К ужину Эмма Итлинг испекла чудесный яблочный пирог, который ее сын Джи-Джи уплетал за обе щеки. Джиакомо Джулиус Итлинг, единственный мужчина в доме, носился целый день и был чумазым, лохматым и мокрым, как щенок, барахтающийся в луже. Джи-Джи, маленькая косточка в драконьем крыле, так торопился, что ронял на пол крошки - дань терпеливым мышам. Матери так и не удалось приучить этого дикого зверька к хорошим манерам.
Эмма, закутав ноги старым пледом, вышивала кружевные сорочки Иоланте.
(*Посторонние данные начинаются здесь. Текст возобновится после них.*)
PR #2604, opened 2025-01-18
feat: clear expired gifted plus subscription

ilasw:
- add new cron for cleaning expired gifted plus subscription;
- add test case


src/cron/cleanGiftedPlus.ts
```diff
@@ -0,0 +1,25 @@
+import { Cron } from './cron';
+import { User } from '../entity';
+
+const cron: Cron = {
+  name: 'clean-gifted-plus',
+  handler: async (con, logger) => {
+    logger.info('cleaning gifted plus membership...');
```
capJavert, line 7: no need to log this, we will see cron ran from the jobs panel, but if you want to leave it you can change it to `debug`

src/cron/cleanGiftedPlus.ts
```diff
@@ -0,0 +1,25 @@
...
+    const timeThreshold = new Date();
+
+    const { affected } = await con
+      .getRepository(User)
+      .createQueryBuilder('user')
+      .update()
+      .set({ subscriptionFlags: {} })
+      .where('"user"."subscriptionFlags" ->> :expire  < :time', {
+        expire: 'giftExpirationDate',
```
capJavert, line 16:
```suggestion
      .where('"user"."subscriptionFlags"->>'giftExpirationDate' < :time', {
```

capJavert: this part can be static right?

__tests__/cron/cleanGiftedPlus.ts
```diff
@@ -0,0 +1,70 @@
...
+  const yesterdayDate = subDays(new Date(), 1);
+  const tomorrowDate = addDays(new Date(), 1);
+
+  // 5 total users:
+  // - 1 is gifted and expired;
+  // - 2 is gifted and NOT expired;
+  // - 3 & 4 are not plus.
+  // - 5 is classic yearly plus;
+  await con.getRepository(User).update(
+    { id: '1' },
```
capJavert, line 30: can you insert users with prefix eg. `1-clgp` for this test spec, this is so that they don't overlap with other tests and become flaky? 

Check here for example https://github.com/dailydotdev/daily-api/commit/2666bca4c84875e8e12d25c3da3c30ba51b750f0#diff-6dda666a738903e7b6ff809e0a3fb7dff8a41b86a053d1c1d278f15df92e274dR31-R42

src/entity/user/User.ts
```diff
@@ -29,6 +29,8 @@ export type UserSubscriptionFlags = Partial<{
   cycle: SubscriptionCycles;
   createdAt: Date;
   subscriptionId: string;
+  gifterId: string;
+  giftExpirationDate: Date;
```
capJavert, line 33:
```suggestion
  gifterId?: string;
  giftExpirationDate?: Date;
```

optional no?

src/cron/index.ts
```diff
@@ -37,4 +38,5 @@ export const crons: Cron[] = [
   updateSourcePublicThreshold,
   calculateTopReaders,
   validateActiveUsers,
+  cleanGiftedPlus,
```
capJavert, line 41: You have to setup cron in `.infra/crons`

__tests__/cron/cleanGiftedPlus.ts
```diff
@@ -0,0 +1,70 @@
...
+
+beforeAll(async () => {
+  con = await createOrGetConnection();
+});
+
+beforeEach(async () => {
+  await saveFixtures(con, User, [...usersFixture, ...plusUsersFixture]);
+});
+
+it('should remove expired gifted plus subscription', async () => {
```
capJavert, line 20: can you use `describe` to group it, easier to add multiple tests after?

and also add `should be registered` test (check other crons for example)

capJavert (changes requested):
Few things missed, overall looks good 👍

src/cron/cleanGiftedPlus.ts
rebelchris: We decided not to check if user didn't buy plus already?
Secondary thing comes to mind, a gifted/plus user can't be re-gifted before ends from FE?

rebelchris (changes requested):
Nothing besides Ante's comments

src/cron/cleanGiftedPlus.ts
ilasw: You cannot gift to a already-plus user, so no re-gift is possible :(

src/cron/index.ts
ilasw: Thanks! 🙏

src/cron/cleanGiftedPlus.ts
ilasw: Updated to `debug`

src/cron/cleanGiftedPlus.ts
ilasw: > We decided not to check if user didn't buy plus already?
If user buy plus `giftExpirationDate` is cleaned so is not possible to delete "standard" subscription 👀

__tests__/cron/cleanGiftedPlus.ts
ilasw: Updated ✔️

src/entity/user/User.ts
ilasw: Updated ✔️

src/cron/index.ts
ilasw: Updated ✔️

__tests__/cron/cleanGiftedPlus.ts
ilasw: Updated ✔️

src/cron/cleanGiftedPlus.ts
```diff
@@ -0,0 +1,24 @@
...
+  handler: async (con, logger) => {
+    logger.debug('cleaning gifted plus membership...');
+    const timeThreshold = new Date();
+
+    const { affected } = await con
+      .getRepository(User)
+      .createQueryBuilder('user')
+      .update()
+      .set({ subscriptionFlags: {} })
+      .where('"user"."subscriptionFlags" ->> \'giftExpirationDate\'  < :time', {
```
capJavert, line 15:
```suggestion
      .where(`"user"."subscriptionFlags"->>'giftExpirationDate'  < :time`, {
```

.infra/crons.ts
```diff
@@ -114,4 +114,8 @@ export const crons: Cron[] = [
     name: 'calculate-top-readers',
     schedule: '0 2 1 * *',
   },
+  {
+    name: 'clean-gifted-plus',
+    schedule: '0 1 * * *',
```
capJavert, line 119:
```suggestion
    schedule: '45 2 * * *',
```

lets push it a bit so it does not overlap with other crons (just load wise)

its also good to not put it on even hour because usually other stuff happens in even hour

capJavert (approved):
Minor suggestions, but good to go after that.

rebelchris (approved):
Nothing besides Ante's comment.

Она вздохнула, увидев, что дочка, как всегда, не притронулась к ужину.

Иоланта Итлинг была слишком хрупкой вещью для тяжелых лап земледельцев. Все говорили, что она прелестна, как весенний цветок. Но ее считали чокнутой. Соседки смеялись над ее тонкими сорочками. Их старшие сыновья, обиженные равнодушием девушки, распускали о ней злые сплетни. Мол, Иоланта, встречается с ужасными болотными духами. Вот поэтому ей и не нравятся нормальные парни.

Иоланта каждый день мыла голову в ручье и не отвечала, когда с ней заговаривали, не бегла на деревенские танцы и не болтала с другими девушками. И поэтому дочку черноглазой Эммы, которая выбивалась из сил, пытаясь держать в порядке ферму, дом и детей, не любили. Однако соседи частенько обращались к ней за помощью - у Иоланты была легкая рука. И если она гладила мучающуюся козу - та приносила красивого, резвого козленка, и он не болел.

Когда коза благополучно разрешалась от бремени, Иоланта, не слушая слов благодарности, уходила так же тихо, как и приходила. А фермеры, которые были добрыми людьми, относили Эмме Итлинг мед, лепешки и хлопок.

Все, к чему прикасалась и за чем ухаживала Иоланта, обильно цвело и плодоносило. Вот только две руки ее матери не успевали собирать самые большие и сладкие в округе яблоки, вычесывать и доить коз, которые давали самую мягкую и теплую шерсть и самое жирное и вкусное молоко.   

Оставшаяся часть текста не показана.